Fanari, Zaher; Choudhry, Usman I; Reddy, Vivek K; Eze-Nliam, Chete; Hammami, Sumaya; Kolm, Paul; Weintraub, William S; Marshall, Erik S.
Afiliação
  • Fanari Z; Division of Cardiology, Christiana Care Health System, Newark, Delaware.
  • Choudhry UI; Division of Cardiology, Christiana Care Health System, Newark, Delaware.
  • Reddy VK; Division of Cardiology, Christiana Care Health System, Newark, Delaware.
  • Eze-Nliam C; Division of Cardiology, Christiana Care Health System, Newark, Delaware.
  • Hammami S; Division of Cardiology, Christiana Care Health System, Newark, Delaware.
  • Kolm P; Value Institute, Christiana Care Health System, Newark, Delaware.
  • Weintraub WS; Division of Cardiology, Christiana Care Health System, Newark, Delaware.
  • Marshall ES; Value Institute, Christiana Care Health System, Newark, Delaware.
Echocardiography ; 32(12): 1778-89, 2015 Dec.
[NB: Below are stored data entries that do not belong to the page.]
Issue #4787, opened 2023-04-04
Slashed validators are counted in the required stability subnets at startup


Menduist:
**Describe the bug**
At startup, we add every validators, including slashed ones in the `knownValidators` validators set.
This causes the nodes to subscribe to a lot of stability subnets
When the stability subnets get refreshed, they slowly decrease since the slashed validators are not longer counted

**Screenshots**

https://metrics.status.im/d/pgeNfj2Wz23/nimbus-fleet-testnets?orgId=1&var-instance=linux-05.he-eu-hel1.nimbus.prater&var-container=beacon-node-prater-libp2p&from=1680278988225&to=1680550202130
![image](https://user-images.githubusercontent.com/13471753/229764899-31a908cc-62af-4bef-8960-a8916ce3a114.png)

Node with 43 slashed validators, 17 active.

tersec:
https://github.com/status-im/nimbus-eth2/pull/4793

PR #4793, opened 2023-04-06
only add active validators to knownValidators at startup

tersec:
Fix https://github.com/status-im/nimbus-eth2/issues/4787

### DIFF
--- a/beacon_chain/nimbus_beacon_node.nim
+++ b/beacon_chain/nimbus_beacon_node.nim
@@ -414,8 +414,13 @@ proc initFullNode(
         node.validatorMonitor[].addMonitor(validator.pubkey, validator.index)
 
       if validator.index.isSome():
-        node.consensusManager[].actionTracker.knownValidators[
-          validator.index.get()] = wallSlot
+        withState(dag.headState):
+          let idx = validator.index.get()
+          if distinctBase(idx) <= forkyState.data.validators.lenu64:
+            template v: auto = forkyState.data.validators.item(idx)
+            if  is_active_validator(v, wallSlot.epoch) or
+                is_active_validator(v, wallSlot.epoch + 1):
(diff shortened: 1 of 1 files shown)


arnetheduck (approved):

beacon_chain/nimbus_beacon_node.nim
```diff
@@ -414,8 +414,13 @@ proc initFullNode(
...
       if validator.index.isSome():
-        node.consensusManager[].actionTracker.knownValidators[
-          validator.index.get()] = wallSlot
+        withState(dag.headState):
+          let idx = validator.index.get()
+          if distinctBase(idx) <= forkyState.data.validators.lenu64:
+            template v: auto = forkyState.data.validators.item(idx)
+            if  is_active_validator(v, wallSlot.epoch) or
+                is_active_validator(v, wallSlot.epoch + 1):
+              node.consensusManager[].actionTracker.knownValidators[idx] = wallSlot
```
arnetheduck, line 423: we should log a notice / warning here that the validator is exited

tersec: Might not be exited but not yet active, too. The window there is smaller because most of the time it's not active on that side of the timeline, it won't have a validator index yet, but there can be some window after the deposit contract picks it up but before the churn rate limits let it become active.

The check here is deliberately broad. The actual Nimbus mechanism cares about active-or-not, not why it might not be active, which is a bit irrelevant in determining whether it should be asking the action tracker to schedule actions.

arnetheduck: >  The actual Nimbus mechanism cares about active-or-not,

the user cares about knowing about the state of their validator - ie the logging can differentiate between reasons, once it has figured out it's not active

tersec: https://github.com/status-im/nimbus-eth2/pull/4812

Issue #4084, opened 2022-09-07
I'm wondering if nimbus plans to add this for Mev Boost? 


YikesMcSurfFace:
https://bloxroutelabs.medium.com/eth-2-0-validators-capturing-mev-cecdf01f6be6

Lighthouse/prysm have already added it, wondering if nimbus plans to do the same for Mevboost. Pardon me I am not a dev.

Article em En | MEDLINE | ID: mdl-26033297
BACKGROUND: Accurate assessment of cardiac structures, ventricular function, and hemodynamics is essential for any echocardiographic laboratory. Quality improvement (QI) processes described by the American Society of Echocardiography (ASE) and the Intersocietal Commission (IAC) should be instrumental in reaching this goal. METHODS: All patients undergoing transthoracic echocardiogram (TTE) followed by cardiac catheterization within 24 hours at Christiana Care Health System in 2011 and 2012 were identified, with 126 and 133 cases, respectively. Hemodynamic parameters of diastolic function and pulmonary artery systolic pressure (PASP) on TTE correlated poorly with catheterization in 2011. An educational process was developed and implemented at quarterly QI meetings based on ASE and IAC recommendations to target frequently encountered errors and provide methods for improved performance. The hemodynamic parameters were then reexamined in 2012 postintervention. RESULTS: Following the QI process, there was significant improvement in the correlation between invasive and echocardiographic hemodynamic measurements in both systolic and diastolic function, and PASP. This reflected in significant better correlations between echo and cath LVEF [R = 0.88, ICC = 0.87 vs. R = 0.85, ICC = 0.85; P < 0.001], average E/E' and of left ventricle end-diastolic pressure (LVEDP) [R = 0.62 vs. R = 0.09, P = 0.006] and a better correlation for PASP [R = 0.77, ICC = 0.77 vs. R = 0.30, ICC = 0.31; P = 0.05] in 2012 compared to 2011. CONCLUSION: The QI process, as recommended by ASE and IAC, can allow for identification as well as rectification of quality issues in a large regional academic medical center hospital.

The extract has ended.